# SRS Mod - Woodburnt w/ Polymer Clay



## Smashtoad (Sep 3, 2010)

Finally got this thing finished. Feels good in the hand. Rigged it with a single 3060 rig from leadball. It's a lot of tube for this little guy, but should be a real stinger.


----------



## diggitydane (Feb 7, 2015)

Wild Wood burning/clay grip combo, makes it look like its from another planet... Very Cool! Always fun to see what Smashtoads Squashin!


----------



## Lee Silva (Feb 9, 2013)

Oh yeah! Lovin the mixed materials.....


----------



## stinger (Jul 6, 2014)

It's very cool bud. It all works together, makin a sharp lookin shooter,


----------



## bigron (Nov 29, 2012)

which is that a borg or kling-on shooter ? :headbang:


----------



## Metropolicity (Aug 22, 2013)

I would want to yell "COBRA!" every time I shot it.

Very nice mod man!


----------



## leon13 (Oct 4, 2012)

That lookssssssssss cool


----------



## wll (Oct 4, 2014)

Coooool looking sling, how are the single tubes attached ?

wll


----------



## Smashtoad (Sep 3, 2010)

wll said:


> Coooool looking sling, how are the single tubes attached ?
> 
> wll


----------



## DougDynasty (Jul 8, 2013)

I love it. Original, unique, superb.


----------



## Tentacle Toast (Jan 17, 2013)

That thing is downright cool, man!
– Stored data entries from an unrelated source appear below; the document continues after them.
PR #35, opened 2021-05-04
[v2] Invoking External Scripts for Device Events

collinwalling:
Version 2 of the call-out implementation. Previous version is #32.

We are aware of the mdevctl-experimental project, but would still like to propose this as a core functionality of mdevctl (present and future) to allow for device-specific configurations.

Changelog:
 - moved the bulk of the documentation from README to the man page
 - included a basic logger notifier script as an example of the call-out functionality
 - restructured commits
    - call-outs for define, modify, and stop are rather straight-forward and are supported via a single patch
    - call-outs for manual/auto start is a patch on its own to underline the auto-start special case
    - call-outs for undefine is also a patch on its own since it needs to be handled differently than the other commands due to handling multiple devices at once
       - Handle undefine in the first command block
       - Invoke callout scripts before and after removing each config file.
 - "locator script" concept is dropped
    - all call-out scripts for pre/post/get events are now stored in /etc/mdevctl.d/callouts/scripts.d/
 - The new callout script API format:  `echo "$conf" | $script -t "$type" -e "$event" -a "$action" -s "$state" -u "$uuid" -p "$parent"`
    - pre/post/get now passes device type as the first parameter, this should be the first thing the script checks to confirm if it supports the  device type, returning EOPNOTSUPP (95) otherwise.
    - notify is unchanged
 - replaced systemd-cat with logger utility
 - exit code from mdevctl now reflects SUCCESS/FAILURE state for define, start, stop, and modify
 - various code cleanups

### DIFF
--- a/Makefile
+++ b/Makefile
@@ -2,6 +2,8 @@ PREFIX=/usr
 UDEVDIR=$(shell pkg-config --variable=udevdir udev)
 SBINDIR=$(PREFIX)/sbin
 CONFDIR=/etc/mdevctl.d
+CALLOUT_CMD_DIR=$(CONFDIR)/callouts/scripts.d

Well done!


----------



## Poiema (Jul 21, 2014)

Looks extraterrestrial cool. OK I kinda see a little DS9 *Cardassian* influence in this one. I do. I do -LOL*!*

Really very nice*! *I like it.


----------



## Smashtoad (Sep 3, 2010)

Poiema said:


> Looks extraterrestrial cool. OK I kinda see a little DS9 *Cardassian* influence in this one. I do. I do -LOL*!*
> 
> Really very nice*! *I like it.


Ha! Interesting theory, but I was solidly out after NextGen.


----------